Kayaking to the Deserted Santa Catalina Island

Our first full day in Santa Catalina, (of Veraguas, Panama), we woke up and went directly to the beach to do yoga.  The beach was small and slanted (at least during high tide), so there wasn’t really a good spot for yoga.  There was a lot of natural debris in the sand and locals walking around doing errands.  It wasn’t a great spot for lounging.  So we decided to kayak to the deserted Santa Catalina island, which is close by and has a white sand beach. 

We rented 2 kayaks for the day from our hostel, Tiki Lodge, for $5 each.  The owner of the hostel loaded the boats into the back of his truck and drove us to the beach (it’s only a block away but would have been difficult to carry).  We placed our belongings in waterproof bags and tied them to the boat with rope. 

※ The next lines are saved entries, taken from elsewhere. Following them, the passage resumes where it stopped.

PR #2109, opened 2024-04-01
DPC-3974 Share AO/CD organization view component

jdettmannnava:
## 🎫 Ticket

https://jira.cms.gov/browse/DPC-3974

## 🛠 Changes

- Tabbed navigation component added
- Compound Show component added
- Show Component renamed

## ℹ️ Context for reviewers

Both AOs and CDs can manage credentials, but only AOs can manage credential delegates.
@kyeah suggested that tabbing between views by AOs would be better in JavaScript than making page calls, so that is what we went with.

## ✅ Acceptance Validation

Tests. Screenshots
### As AO
useraccess
Credentials

### As CD
cd-creds

## 🔒 Security Implications


ashley-weaver (approved):
LGTM

dpc-portal/app/components/core/navigation/tabbed_component.html.erb
```diff
@@ -0,0 +1,42 @@
...
+      if (document.querySelector(selectors[current_index])) {
+        document.querySelector(selectors[current_index]).style.display = 'none';
+      }
+    }
+    current_index++;
+  }
+}
+document.addEventListener("DOMContentLoaded", function() {
+    if (document.querySelector("#<%= @header_id %>")) {
+      document.querySelector("#<%= @header_id %>").style.display = 'block';
```
kyeah, line 22: Hmm wondering if we could implement this a bit differently. I noticed that the header is never revealed in Lookbook (probably because the DOMContentLoaded event happens when lookbook is opened, not when the component is rendered.)

CleanShot 2024-04-03 at 17 41 41@2x

Is it possible to always show the header, and render the non-start-index list items with display: none without the startup javascript?

dpc-portal/app/components/core/navigation/tabbed_component.rb
```diff
@@ -0,0 +1,26 @@
...
+    class TabbedComponent < ViewComponent::Base
+      # links should be a list of tuples:
+      # [text, href, selector_for_link, current?]
+      # href in case javascript disabled
+      def initialize(header_id, links)
+        super
+        @header_id = header_id
+        @start_index = -1
+        links.each_with_index do |link, index|
+          @start_index = index if link[3]
```
kyeah, line 19: what happens if there's no start index? or multiple start indexes? 🤔

dpc-portal/app/components/page/organization/compound_show_component.html.erb
```diff
@@ -0,0 +1,7 @@
+<div>
+  <h1><%= @organization.name %></h1>
+  <div class="margin-bottom-5">NPI: <%= @organization.npi %></div>
+  <%= render(Core::Navigation::TabbedComponent.new('test_header', @links)) if @show_cds %>
```
kyeah, line 4: Should we use a realistic header ID here like `organization_nav`?

kyeah (commented):
LGTM overall, thank you! functionality wise it looks good, made a note regarding something I saw in Lookbook.

dpc-portal/app/components/core/navigation/tabbed_component.rb
jdettmannnava: No start index: tabs appear but no content
Multiple "show me"s: last tab is selected
I can added comments to the component!

dpc-portal/app/components/core/navigation/tabbed_component.html.erb
jdettmannnava: Have pushed this back to Clara, as even the raw example from uswds disappears when viewport < 64rem.

jdettmannnava:
Closing because extended header disappears

kyeah (approved):
Works in the UI and in Lookbook now. Nice work, thank you!

PR #2138, opened 2024-04-17
[DPC-3981] Me/dpc 3981 fix smoke tests

MEspositoE14s:
## 🎫 Ticket

https://jira.cms.gov/browse/DPC-3981

## 🛠 Changes

Updates `make smoke/local` so that when run on Jenkins it purges JMeter's utility library and rebuilds it based on dpc-smoketest's class path.

## ℹ️ Context for reviewers

The original ask for this ticket was to fix failing DPC smoke tests in Jenkins.  They were failing because we had updated DropWizard, and in that process bumped the jackson-annotations library from 1.13.3 to 2.16.1.  This shouldn't have been a problem, but since dpc-smoketest is a JMeter component, when run through Jenkins its dependencies are pulled from JMeter's static utility library where they have to be manually updated (See [here](https://jmeter.apache.org/usermanual/get-started.html#classpath) for more info).  Despite updating our pom file with the new dependency, the JMeter library still contained the old version.  The fix was to manually copy `jackson-annotations.2.16.1.jar` to the JMeter library and delete `jackson-annotations.2.13.3.jar`.

This changes in this PR are to rebuild JMeter's static library on the Jenkins server each time the smoke test is run so we won't have to worry about this in the future.  The process goes like this:

1. Check to see if the JMeter utility library directory exists.
2. Delete all of the *.jar files from the library.
3. Use Maven to copy all of dpc-smoketest's dependency jars into the JMeter library.
4. Run as usual.

## ✅ Acceptance Validation

- Smoke tests are currently passing (See [here](https://management.dpc.cms.gov/job/DPC%20-%20Smoke%20Test/)).
- A version of dpc-smoketest with logging turned up was run on Jenkins to ensure the correct version of the jackson-annotations jar was being loaded.
- When run on a system without a JMeter library, i.e. on your local machine, everything still runs the same.

## 🔒 Security Implications

### DIFF
--- a/dpc-common/src/main/java/gov/cms/dpc/fhir/FHIRExtractors.java
+++ b/dpc-common/src/main/java/gov/cms/dpc/fhir/FHIRExtractors.java
@@ -210,7 +210,7 @@ public class FHIRExtractors {
      * @param identifiers List of {@link Identifier}s to search
      * @param system {@link DPCIdentifierSystem} to search identifiers for
      * @return {@link Identifier}
-     * @throws IllegalArgumentException
+     * @throws IllegalArgumentException thrown if no identifier is found
      */
     public static Identifier findMatchingIdentifier(List<Identifier> identifiers, DPCIdentifierSystem system) throws IllegalArgumentException {
         return identifiers
--- a/dpc-common/src/test/java/gov/cms/dpc/common/models/JobCompletionModelUnitTest.java
+++ b/dpc-common/src/test/java/gov/cms/dpc/common/models/JobCompletionModelUnitTest.java
@@ -1,11 +1,9 @@
 package gov.cms.dpc.common.models;
 
-import com.fasterxml.jackson.annotation.JsonFormat;
 import com.fasterxml.jackson.databind.ObjectMapper;
 import com.fasterxml.jackson.datatype.jsr310.JavaTimeModule;
 import org.junit.jupiter.api.Test;
 
-import java.io.File;
 import java.io.IOException;
 import java.io.InputStream;
 import java.nio.charset.StandardCharsets;
@@ -15,16 +13,6 @@ import static org.junit.jupiter.api.Assertions.assertEquals;
 class JobCompletionModelUnitTest {
     @Test
     public void testDeserialize() throws IOException {
-        Package pack = JsonFormat.class.getPackage();
-        System.out.println(pack);
-        System.out.println(JsonFormat.Feature.READ_DATE_TIMESTAMPS_AS_NANOSECONDS.toString());
-
-        String classpath = System.getProperty("java.class.path");
-        String[] classPathValues = classpath.split(File.pathSeparator);
-        for (String classPath: classPathValues) {
-            System.out.println(classPath);
-        }
-
         ObjectMapper mapper = new ObjectMapper().registerModule(new JavaTimeModule());
 
         // Load serialized JobCompletionModel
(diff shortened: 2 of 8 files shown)


dpc-common/src/main/java/gov/cms/dpc/fhir/FHIRExtractors.java
```diff
@@ -210,7 +210,7 @@ public static Pair<String, String> parseTag(String tag) {
      * @param identifiers List of {@link Identifier}s to search
      * @param system {@link DPCIdentifierSystem} to search identifiers for
      * @return {@link Identifier}
-     * @throws IllegalArgumentException
+     * @throws IllegalArgumentException thrown if no identifier is found
```
MEspositoE14s, line 213: This wasn't necessary for this PR, but not having a description was logging a warning when we build and I wanted to get rid of it.

dpc-common/src/test/java/gov/cms/dpc/common/models/JobCompletionModelUnitTest.java
```diff
@@ -0,0 +1,26 @@
...
+        ObjectMapper mapper = new ObjectMapper().registerModule(new JavaTimeModule());
+
+        // Load serialized JobCompletionModel
+        InputStream inputStream = getClass().getClassLoader().getResourceAsStream("JobCompletionModel.json");
+        String json = new String(inputStream.readAllBytes(), StandardCharsets.UTF_8);
+
+        // Try to deserialize JobCompletionModel
+        JobCompletionModel jobCompletionModel = mapper.readValue(json, JobCompletionModel.class);
+        assertEquals("http://dev.dpc.cms.gov/api/v1/Group/82771a76-f010-44bd-9f7a-7fb02b130f11/$export_format=json", jobCompletionModel.getRequest());
+    }
```
MEspositoE14s, line 25: This test was added when I thought this was going to be a parsing error.  It verifies that our JobCompletionModel class can be parsed correctly by Jackson.  It turned out the error was something completely different, but I figured I'd leave it in place since it's already written.

requirements.txt
```diff
@@ -1,3 +1,4 @@
 bzt
 wheel>=0.38.0 # not directly required, pinned by Snyk to avoid a vulnerability
-numpy>=1.22.2 # not directly required, pinned by Snyk to avoid a vulnerability
\ No newline at end of file
+numpy>=1.22.2 # not directly required, pinned by Snyk to avoid a vulnerability
+setuptools
```
MEspositoE14s, line 4: This was necessary to get the `pip install` part of `make smoke/local` to work on my machine.

dpc-smoketest/pom.xml
```diff
@@ -132,6 +132,12 @@
             <artifactId>gson</artifactId>
             <version>2.9.0</version>
         </dependency>
+        <!-- Not necessary for dpc-smoketest, but it needs to be copied to JMeter's static lib on Jenkins when we copy the classpath -->
+        <dependency>
+            <groupId>kg.apc</groupId>
+            <artifactId>cmdrunner</artifactId>
+            <version>2.2</version>
```
jdettmannnava, line 139: Should this have `<scope>provided</scope>` or `<scope>test</scope>` to keep it out of the actual running of the thing? It seems to be part of `mvn dependency:copy-dependencies` regardless.

MEspositoE14s: Good idea!  Just added test scope.

jdettmannnava (approved):
LGTM

PR #2150, opened 2024-04-22
[DPC-4038] Me/dpc 4038 fix smoke tests

MEspositoE14s:
## 🎫 Ticket

https://jira.cms.gov/browse/DPC-4038

## 🛠 Changes

Forces build and installation of dpc-common before attempting to copy dpc-smoketest's dependencies to JMeter.

## ℹ️ Context for reviewers

Forcing the install of dpc-common makes sure that the dpc-common.jar and dpc-testing.jar are available when Maven attempts to build and run the smoke tests on Jenkins.  

This isn't necessary every time smoke tests need to run, only when we change dpc-common or dpc-testing or purge the Maven cache, but this was the easiest way to make sure that they're always available.

## ✅ Acceptance Validation

Ran against dev and made sure smoke tests passed.

## 🔒 Security Implications

### DIFF
--- a/Makefile
+++ b/Makefile
@@ -19,12 +19,10 @@ smoke:
 	if [ -d $$JENKINS_DIR ]; then \
       	echo "Rebuilding JMeter lib"; \
       	rm $$JENKINS_DIR/*.jar; \
-      	mvn dependency:copy-dependencies -pl dpc-smoketest -DoutputDirectory=$$JENKINS_DIR; \
+      	mvn dependency:copy-dependencies -pl dpc-smoketest -DoutputDirectory=$$JENKINS_DIR -am; \
     else \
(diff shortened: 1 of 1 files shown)


Makefile
```diff
@@ -19,6 +19,7 @@ smoke:
 	if [ -d $$JENKINS_DIR ]; then \
       	echo "Rebuilding JMeter lib"; \
```
jdettmannnava, line 20: These are a mix of spaces and tabs, which is kind of making me crazy. Everything else seems to have a single tab

MEspositoE14s: I thought I had IntelliJ configured to handle these automatically, but I guess not 😩.

Anyway, it should be all tabs like the rest of the file now.  We should think about setting up a linter in our GHA to catch these.

PR #2158, opened 2024-04-30
[DPC-4039] set logger to info in relevant namespaces

chris-ronning-ny:
## 🎫 Ticket

https://jira.cms.gov/browse/DPC-4039

## 🛠 Changes

Explicitly sets the logging level of certain namespaces to INFO, so that broken dashboards work.

## ℹ️ Context for reviewers

A blanket INFO level for all unspecified namespaces potentially could have resulted in a flood of logs from all over our codebase, and a higher AWS bill. This approach ensures we're only turning on logs that we want to pick up on the dashboards.

## ✅ Acceptance Validation

Deployed this branch to `dev` and ran a number of API calls, ensuring that logs were captured as expected, and that they render successfully from the dashboards in question (pointed to dev).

The island is easily visible from the mainland and it took about 30 minutes to paddle over. 

Upon beaching the boat, I noticed that the sand was covered in an absurd amount of hermit crabs.  They were everywhere.  I had to step carefully because the crabs were quite slow and didn’t seem to know to get out of the way of a human foot approaching from the sky.  They were attacking mussels that had washed to shore.  I left a piece of coconut on the sand and an hour later it was covered in crabs.

There were two other people on the island when we arrived: a Polish couple that was attempting to snorkel.  They soon realized there were no reefs near the island and headed back for the mainland.  For the rest of the afternoon, we had the whole island to ourselves.

We explored a shipwreck and the ruins of what may have been a restaurant/bar in the past.  I couldn’t find any information about these particular ruins, but would be interested to know if anyone can find any information! 

On the note of local ruins… We later walked through the remains of an old surf camp on the mainland, between Playa Estero and Playa Santa Catalina.  Sitting upon a cliff overlooking the ocean, this was a popular place in the 1970’s – until the ocean began to eat away at the cliffs and the buildings started to fall into the sea.  Because of this, the original owners have been unable to sell the land.  So there the ruins remain, haunting the shoreline and waiting to face a watery death.

There was talk of a hiking trail on the island. We kept an eye out and possibly found it, but would have needed machetes to hike since everything was quite overgrown. In addition to the many hermit crabs, we also saw Halloween crabs and giant mushrooms.

We stayed on Santa Catalina Island until early evening when storm clouds rolled in.  The paddle back to the mainland was extremely choppy and the current got pretty strong.  If I were to do it again, I would leave by 4 PM to avoid the storm.  But on the bright side, we got to see a rainbow!